1 BASSET Lytta, sa thèse publiée sous le titre, Le pardon originel – de l’abîme du mal au pouvoir de pardonner,
chez Labor et Fides en 1995 est très érudite et parfois ardue. Elle a été reprise et refondue en 1999 sous deux
titres que je n’ai pas lus : Guérir du malheur et le pouvoir de pardonner publiés chez Albin Michel. Son ouvrage
de 2006 : Au-delà du pardon – Le désir de tourner la page aux Presses de la Renaissance a reçu le prix des
librairies religieuses. Il est facile à lire.

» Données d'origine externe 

PR #1013, opened 2020-03-27
Feature/lts explore feedback

kfilip94:
This PR solves three issues from the client's feedback:

- Remove emissions value from map tooltip:
[PIVOTAL](https://www.pivotaltracker.com/story/show/171926847)
image

- Add tooltips to the dropdown filters:
[PIVOTAL](https://www.pivotaltracker.com/story/show/171926835)
Screenshot from 2020-03-27 18 09 43

- Changes the type of the cursor displayed on the map, from `grab` to `pointer`
[PIVOTAL](https://www.pivotaltracker.com/story/show/171926787)
za811-7kqmq-001

Each of these changes has been applied to both Explore pages, LTS and NDCs.

### DIFF
--- a/app/javascript/app/components/ndcs/lts-explore-map/lts-explore-map-component.jsx
+++ b/app/javascript/app/components/ndcs/lts-explore-map/lts-explore-map-component.jsx
@@ -150,7 +150,9 @@ function LTSExploreMap(props) {
                         value={selectedCategory}
                         hideResetButton
                         plain
-                        showTooltip
+                        showTooltip={
+                          selectedCategory && selectedCategory.label.length > 14
+                        }
                       />
                       <Dropdown
                         label="Indicator"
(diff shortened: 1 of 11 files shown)


app/javascript/app/components/ndcs/lts-explore-map/lts-explore-map-component.jsx
```diff
@@ -150,6 +150,7 @@ function LTSExploreMap(props) {
                         value={selectedCategory}
                         hideResetButton
                         plain
+                        showTooltip
```
Bluesmile82: Maybe an improvement could be adding a condition for this to show if:
`showTooltip={selectedCategory && selectedCategory.length > 14}`
I think is quite annoying that it shows all the time. But I leave it up to you

kfilip94: Nice suggestion, I pushed a commit with this tweak. Thanks! :+1:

2 NAY Sylvie, Coupable ou non coupable ?, La Lettre n°7 , Ecole d’Analyse Transactionnelle – Lyon, décembre
2005
3 NAY Sylvie, L’accompagnement du deuil, séminaires
4 NAY Sylvie, Le pouvoir des émotions, séminaires
5 NAY Sylvie, Le transgénérationnel – héritier de quel héritage ?, séminaires
6 BERNE Eric, Des jeux et des hommes – Psychologie des relations humaines, Stock, 1987, pp 193-197
7 BERNE Eric, Ibid., p193
8 MELLOR Ken, SCHIFF Eric, Méconnaissances, in Les Classiques de l’Analyse Transactionnelle, vol.2, p151
9 GUENARD Tim, Plus fort que la haine – Une enfance meurtrie : de l’horreur au pardon, Editions J’ai lu 1999,
p16
10 BERNE Eric, Ibid., pp195-196
11 KARPMAN Stephen, Contes de fées et analyse dramatique du scénario, in Les Classiques de l’Analyse
Transactionnelle, vol.2, pp68-72
12 GELAT Jacques, Rue du passage, in Le Canard en Plastic, n°2, hiver 2006/2007, p33
13 BERNE Eric, Que dites-vous après avoir dit bonjour ?, Editions Tchou, 1983, p30
14 Sarah GANDILLOT, Des parents au-delà de la haine, in La Vie n°3219 semaine du 10 mai 2007, p28.
15 Sarah GANDILLOT, ibid. p29
16 BERNE Eric, Principes de traitement psychothérapeutique en groupe, Editions d’Analyse transactionnelle,
2006, p273
17 Sarah GANDILLOT, ibid. p31
18 MONBOURQUETTE Jean, Comment pardonner ? – Pardonner pour guérir. Guérir pour pardonner,
Novalis/Bayard, 2006
19 MONBOURQUETTE Jean, Ibid. pp75-209. Les douze étapes sont : 1/ Ne pas se venger et faire cesser les
gestes offensants, 2/ Reconnaître sa blessure et sa pauvreté, 3/ Partager sa blessure avec quelqu’un, 4/ Bien
identifier sa perte pour en faire le deuil, 5/ Accepter la colère et l’envie de se venger, 6/ Se pardonner à soi-
même, 7/ Comprendre son offenseur, 8/ Trouver dans sa vie un sens à l’offense, 9/ Se savoir digne de pardon et
déjà pardonné, 10/ Cesser de s’acharner à vouloir pardonner, 11/ S’ouvrir à la grâce de pardonner, 12/ Décider
de mettre fin à la relation ou de la renouveler.